> _What the task requires_
Within the material below, transcribe exactly the lines from the one holding "Add make_dirs and" through the one holding "nclack, line 31: Is", keeping both ends and skipping the rest.

> _Data provided_
PR #31, opened 2024-12-17
Convert acquire-logger from a static library to an object library.

### LINKED ISSUE #28: logger library should not be required by clients
The logger library (src/logger) gets built as a static library `acquire-logger`. 

When someone wants to depend on the `acquire-zarr` static library, they need to also link `acquire-logger`. But that library is only providing definitions for private symbols in `acquire-zarr` - it's not required for any part of that library's public interface.

Here's a proposed approach:

Ideally, `acquire-zarr` would be built in such a way that all the `acquire-logger` symbol definitions are all included. We could do this by listing the source files in src/logger directly or maybe by exposing on object library target. I believe cmake effectively adds the object files when compiling the lib which would resolve the issue.

aliddell:
Closes #28.

### DIFF
--- a/benchmarks/CMakeLists.txt
+++ b/benchmarks/CMakeLists.txt
@@ -11,7 +11,6 @@ target_include_directories(${tgt} PRIVATE
         ${PROJECT_SOURCE_DIR}/src/logger
 )
 target_link_libraries(${tgt} PRIVATE
-        acquire-logger
         acquire-zarr
         nlohmann_json::nlohmann_json
         miniocpp::miniocpp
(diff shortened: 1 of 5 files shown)


tlambert03:
awesome!!  This works for me.  

For those building with meson, with this PR i can now easily build against acquire-zarr by just including this wrap in `subprojects/acquire-zarr.wrap`:

```ini
[wrap-git]
url = https://github.com/acquire-project/acquire-zarr
revision = 28-private-logger-library  # or later something else
depth = 1
method = cmake
```

and then adding `aquire_zarr_dep = dependency('acquire-zarr')` to my meson.build

thanks @aliddell

jeskesen (approved):
LGTM.   would it make sense to add @lambert03's commen wrapper to the README?

nclack (approved):
LGTM!

PR #43, opened 2025-01-15
Compress and flush

aliddell:
Previous workflow was to use n threads to compress n buffers, then once this was done, use n threads again to write n buffers out to disk (or to S3). New workflow is to use compress and write each buffer sequentially in the same thread worker, so that, in principle, a single chunk can be compressed and written out before another chunk begins compressing. This should reduce thread synchronization overhead.


jeskesen (approved):
Discussed over zoom

PR #45, opened 2025-01-17
Remove ArrayWriter::version_()

aliddell:
- Removes `ArrayWriter::version_()`
- Creates `ArrayWriter::data_root_()`, `ArrayWriter::metadata_path_()`, and `ArrayWriter::parts_along_dimension_()`

Gets rid of some ugly code that depended on the output of `version_()` in switch statements. Instead, each subclass must implement the new methods.


jeskesen (approved):
LGTM.

PR #47, opened 2025-01-22
Add make_dirs and construct_data_paths to sink.cpp

aliddell:
Moving away from the `SinkCreator` class. Depends on #45.

### DIFF
--- a/src/streaming/sink.cpp
+++ b/src/streaming/sink.cpp
@@ -1,5 +1,15 @@
 #include "sink.hh"
+#include "file.sink.hh"
+#include "s3.sink.hh"
 #include "macros.hh"
+
+#include <algorithm>
+#include <filesystem>
+#include <latch>
+#include <stdexcept>
+#include <unordered_set>
+
+namespace fs = std::filesystem;
 
 bool
 zarr::finalize_sink(std::unique_ptr<zarr::Sink>&& sink)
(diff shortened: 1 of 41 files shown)


src/streaming/sink.cpp
```diff
@@ -15,4 +25,111 @@ zarr::finalize_sink(std::unique_ptr<zarr::Sink>&& sink)
...
+
+            std::error_code ec;
+            if (!fs::create_directories(path, ec)) {
+                err =
+                  "Failed to create directory '" + path + "': " + ec.message();
+                success = false;
+            }
+
+            latch.count_down();
+            all_successful.fetch_and(static_cast<char>(success));
```
nclack, line 121: fwiw, you can use release memory ordering here and acquire on the final read.

The default (cst) should work fine and I would be surprised if it mattered for performance.

src/streaming/sink.cpp
```diff
@@ -15,4 +25,111 @@ zarr::finalize_sink(std::unique_ptr<zarr::Sink>&& sink)
 
     sink.reset();
     return true;
-}
\ No newline at end of file
+}
+
+std::vector<std::string>
+zarr::construct_data_paths(std::string_view base_path,
```
nclack, line 31: Is this function used anywhere outside the tests? My guess is the actual use comes in a follow-up pr :)

In that case, what's the difference between construct_data_paths and make_dirs? It's hard to tell from the function names. 

I can't tell how construct_data_paths will be used, but is it possible needing to store all the paths in a vector? e.g. Can you pass a path handler as an argument and then this function calls the handler for every constructed path.

nclack (approved):
I had a couple questions. One thing that might help me for these prs is to point out where you want review - I suspect I'm commenting/asking about things that have already been discussed in the past. Nothing major so approving.

src/streaming/sink.cpp
aliddell: I see that I missed documenting the return value for `construct_data_paths`. This constructs the paths (which can be used to create directories or S3 object keys), but doesn't actually create the directories.

src/streaming/sink.cpp
```diff
@@ -15,4 +25,111 @@ zarr::finalize_sink(std::unique_ptr<zarr::Sink>&& sink)
...
+bool
+zarr::make_dirs(const std::vector<std::string>& dir_paths,
+                std::shared_ptr<ThreadPool> thread_pool)
+{
+    if (dir_paths.empty()) {
+        return true;
+    }
+    EXPECT(thread_pool, "Thread pool not provided.");
+
+    std::atomic<char> all_successful = 1;
```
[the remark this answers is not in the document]
aliddell: `std::atomic<bool>` was my first choice here, but it doesn't support `fetch_and`, if you can believe it.

PR #7, opened 2020-08-17
Refactor into dedicated modules

### LINKED ISSUE #1: Dedicated module per package
The current setup solves the issue for now where we were copying over internal packages from one project to another to gain the same functionalities.

The new problem we face however is the fact that if you for example only want to make use of the `ssh` package, you are now automagically pulling in Git related dependencies because of the `git` package.

We should look into creating dedicated modules per package so that they can all have their own set of dependencies and release cycle.

hiddeco:
Fixes #1.


stefanprodan:
I think we need to create a checksum of all packages in CI https://github.com/fluxcd/pkg/blob/master/.github/workflows/build.yaml#L19

hiddeco:
Just for public visibility: the above suggested changes was not required as the `hashFiles('**/go.mod')` includes _any_ matching file.

PR #17, opened 2020-09-09
Factor change predicate out of fluxcd/source-controller

squaremo:
Many of the controllers in gitops toolkit follow the pattern of running on an interval, except when there's a specific annotation saying to run ASAP.

The "except" is encapsulted in a predicate, which filters Update events for those in which the generation has changed OR the specific annotation has changed.

---

Possible gotcha here: the name of the annotation is taken from github.com/fluxcd/source-controller/api, which is its own module; if other code refers to this module, it'll drag in controller-runtime, which wouldn't be the case for source-controller/api. If this is a problem, that const can be put in another module.


stefanprodan:
All API packages are importing `sigs.k8s.io/controller-runtime/pkg/scheme` so I don't see any issues with having the annotation in this package. Can you please run go mod tidy and commit go.sum?

stefanprodan:
I think the logger package could be part of the runtime as well.

stefanprodan (approved):
LGTM

squaremo:
Follow-up:

 - [ ] change imports of logger
 - [ ] use `ChangePredicate` from controllers and remove any duplicates
 - [ ] use `ReconcileAtAnnotation` from controllers and remove any duplicates

stefanprodan:
Can you please run make release-runtime so we can use a v0.0.1 as the package version in controllers.

PR #19, opened 2020-09-10
Fix GH Actions version default

stefanprodan:


hiddeco (approved):
:imp: is in the details

PR #24, opened 2020-09-16
FOSSA scan enabled

idvoretskyi:
Ref.: https://github.com/cncf/foundation/issues/109

Signed-off-by: Ihor Dvoretskyi <ihor@linux.com>

### DIFF
--- a/.github/workflows/fossa.yml
+++ b/.github/workflows/fossa.yml
@@ -1,0 +1,27 @@
+name: FOSSA
+on:
+  push:
+    branches: [master]
+  pull_request:
+    branches: [master]
+
+jobs:
+  build:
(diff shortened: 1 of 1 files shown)


idvoretskyi:
cc @stefanprodan @dholbach

stefanprodan:
Each directory in this repo is a standalone go package, I think fossa should detect that there are many go.mod files and scan each one?

idvoretskyi:
@stefanprodan ah, I see. No, I assume FOSSA is able to scan code only, so it's irrelevant here.

Thanks for clarifying.

stefanprodan:
All these packages are included in source/kustomize/helm controllers so we scan them there, all good 👍

PR #25, opened 2020-09-29
Introduce apis/meta/v1 package

hiddeco:
* Includes / removes annotations and reason from `runtime`
* Introduces `Condition` type used across controllers


apis/meta/v1/conditions.go
```diff
@@ -0,0 +1,43 @@
...
+See the License for the specific language governing permissions and
+limitations under the License.
+*/
+
+package v1
+
+const (
+	// ReadyCondition is the name of the Ready condition
+	// implemented by all toolkit resources.
+	ReadyCondition string = "Ready"
```
stefanprodan, line 22: Let’s move the Condition type here as well

hiddeco: There is a side-effect to this: it will no longer show up on the auto generated API documentation (e.g. https://toolkit.fluxcd.io/components/source/api/#source.toolkit.fluxcd.io/v1alpha1.SourceCondition) but becomes a link to the godoc.org page for the struct.

stefanprodan: When we will move to the Condition type from 1.19 will it show up in API docs?

hiddeco: No, same story.

stefanprodan: Ok then I don't see why we would keep that type duplicated in each controller, as we will switch to 1.19 eventually.

stefanprodan (approved):
LGTM

apis/meta/v1/condition_types.go
```diff
@@ -0,0 +1,96 @@
...
+	DependencyNotReadyReason string = "DependencyNotReady"
+
+	// SuspendedReason represents the fact that the reconciliation of a toolkit
+	// resource is suspended.
+	SuspendedReason string = "Suspended"
+)
+
+// InReadyCondition returns if the given Condition slice has a ReadyCondition
+// with a 'True' condition status.
+func InReadyCondition(conditions []Condition) bool {
```
stefanprodan, line 78:
```suggestion
func HasReadyCondition(conditions []Condition) bool {
```

squaremo:
> As they are not really part of the runtime, but rather API elements.

I don't mind so long as they are defined in a single, neutral place.

runtime/consts.go
```diff
@@ -20,28 +20,4 @@ const (
 	// ReconcileAtAnnotation is the annotation used for triggering a
 	// reconciliation outside of the defined schedule.
 	ReconcileAtAnnotation string = "fluxcd.io/reconcileAt"
```
squaremo, line 22: Why didn't this get removed here?

apis/meta/v1/annotation_types.go
```diff
@@ -0,0 +1,23 @@
...
+Unless required by applicable law or agreed to in writing, software
+distributed under the License is distributed on an "AS IS" BASIS,
+WITHOUT WARRANTIES OR CONDITIONS OF ANY KIND, either express or implied.
+See the License for the specific language governing permissions and
+limitations under the License.
+*/
+
+package v1
+
+const (
```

> _Response to the task_
Add make_dirs and construct_data_paths to sink.cpp

aliddell:
Moving away from the `SinkCreator` class. Depends on #45.

### DIFF
--- a/src/streaming/sink.cpp
+++ b/src/streaming/sink.cpp
@@ -1,5 +1,15 @@
 #include "sink.hh"
+#include "file.sink.hh"
+#include "s3.sink.hh"
 #include "macros.hh"
+
+#include <algorithm>
+#include <filesystem>
+#include <latch>
+#include <stdexcept>
+#include <unordered_set>
+
+namespace fs = std::filesystem;
 
 bool
 zarr::finalize_sink(std::unique_ptr<zarr::Sink>&& sink)
(diff shortened: 1 of 41 files shown)


src/streaming/sink.cpp
```diff
@@ -15,4 +25,111 @@ zarr::finalize_sink(std::unique_ptr<zarr::Sink>&& sink)
...
+
+            std::error_code ec;
+            if (!fs::create_directories(path, ec)) {
+                err =
+                  "Failed to create directory '" + path + "': " + ec.message();
+                success = false;
+            }
+
+            latch.count_down();
+            all_successful.fetch_and(static_cast<char>(success));
```
nclack, line 121: fwiw, you can use release memory ordering here and acquire on the final read.

The default (cst) should work fine and I would be surprised if it mattered for performance.

src/streaming/sink.cpp
```diff
@@ -15,4 +25,111 @@ zarr::finalize_sink(std::unique_ptr<zarr::Sink>&& sink)
 
     sink.reset();
     return true;
-}
\ No newline at end of file
+}
+
+std::vector<std::string>
+zarr::construct_data_paths(std::string_view base_path,
```
nclack, line 31: Is this function used anywhere outside the tests? My guess is the actual use comes in a follow-up pr :)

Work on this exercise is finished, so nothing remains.